Data records START

Issue #1310, opened 2018-07-25
orca() does not support file paths


emallickhossain:
I'm trying to export a static image in R using orca(), but it ignores the file path and just exports it to the current location of the script that I'm running. 

For example, if I run `orca(image, "/images/plot1.png")` from a script located in  `/code/script.R`, it saves it to `/code/plot1.png` instead of where I specified.

0navarro:
I have the same issue. Did you happen to find a workaround?

cpsievert:
Can also do `withr::with_dir("images", orca(img, "plot2.png"))`

PR #1727, opened 2020-03-27
Add dir argument to orca

wfjvdham:
Solves: https://github.com/ropensci/plotly/issues/1310

### DIFF
--- a/R/orca.R
+++ b/R/orca.R
@@ -11,6 +11,7 @@
 #' 
 #' @param p a plotly object.
 #' @param file output filename.
+#' @param dir sets the output directory. Defaults to current working directory.
 #' @param format the output format (png, jpeg, webp, svg, pdf, eps).
 #' @param scale Sets the image scale. Applies to all output images.
 #' @param width Sets the image width. If not set, defaults to `layout.width` value. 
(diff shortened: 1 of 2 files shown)


R/orca.R
```diff
@@ -84,6 +86,7 @@ orca <- function(p, file = "plot.png", format = tools::file_ext(file),
   
   args <- c(
     "graph", tmp, 
+    "-d", dir,
```
cpsievert, line 89:
```suggestion
"-d", normalizePath(dir, mustWork = TRUE),
```

R/orca.R
```diff
@@ -62,7 +63,8 @@
 #' }
 #' 
 
-orca <- function(p, file = "plot.png", format = tools::file_ext(file), 
+orca <- function(p, file = "plot.png", dir = getwd(),
```
cpsievert, line 66:
```suggestion
orca <- function(p, file = "plot.png", dir = ".", 
```

cpsievert:
Coming back to this now and realizing that it seems we can do without an additional `dir` argument (i.e., `file` could accept a relative file path)? I'm hesitant to add `dir` not only because it adds an additional arg, but also because it could break existing code

cpsievert:
Closing since `orca()` is now deprecated in favor of `save_image()`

Data records END

Find each line in the data above with the word "that", then copy it.

I'm trying to export a static image in R using orca(), but it ignores the file path and just exports it to the current location of the script that I'm running. 
Coming back to this now and realizing that it seems we can do without an additional `dir` argument (i.e., `file` could accept a relative file path)? I'm hesitant to add `dir` not only because it adds an additional arg, but also because it could break existing code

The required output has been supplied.